Eleven-year-old Jack works with his brother, Daniel, in a New York City factory in 1904. After Daniel dies in a fire, Jack’s out-of-work father decides the family can’t afford to keep Jack around. Jack’s parents put him on an orphan train to Kansas. Francis, also 11, and her younger brother, Harold, are sent from their orphanage to the orphan train as well. Francis and Harold meet Jack as the train chugs west. The kids hear rumors that cruel taskmasters and poor living conditions await them when they arrive in Kansas. Jack hatches a plan to help the three escape.

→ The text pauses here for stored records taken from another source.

PR #602, opened 2026-01-15
Automatic updates in production

CodingWithAnxiety:
Hello, maintainers of this project! Come haz a look at my cool new PR.

Anyways, joking aside. This PR is a big one, apologies in advance, @FatCatClient .

## Changes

Jack, Francis and Harold jump off the train when it slows and flee into the woods. There, they wander through the darkness until they meet Alexander. Alexander came to Kansas on an orphan train as well. He was sent to the farm of a man named Pratcherd, where he and other kids were treated badly and used as laborers. Alexander escaped and lives in the forest near the town of Whitmore, Kansas. When he needs food and supplies, he “liberates” them from the locals. He calls his spot Wanderville and says it’s a place where children can be free.
At first the kids aren’t too impressed with Alexander’s so-called town. They help him steal supplies from Whitmore, and he teaches them survival skills, such as how to build a fire. Alexander hangs stolen sheets and repositions logs, giving some shape to the city of Wanderville. Before long, their new place begins to feel like home.
The kids are in Whitmore taking more supplies when Harold wanders off. The sheriff finds him, and learning he’s been on the orphan train, sends him to Pratcherd’s farm. The kids devise a plan to save him and the other children there, and Jack and Alexander are captured in the process. When the boys don’t return from their rescue mission, Francis tells a group of townspeople she’s afraid her brother is dead. Her lie causes them to go to Pratcherd’s ranch, where they see how the children are treated. While the adults argue with Pratcherd, the kids escape in a wagon, along with other orphans from the ranch.
Six new children become citizens of Wanderville, but the group realizes it won’t be able to stay in that location much longer. The kids decide it doesn’t matter where Wanderville is, as long as they’re together and able to help other kids gain freedom. They decide to be a town that wanders, and they consider heading for California.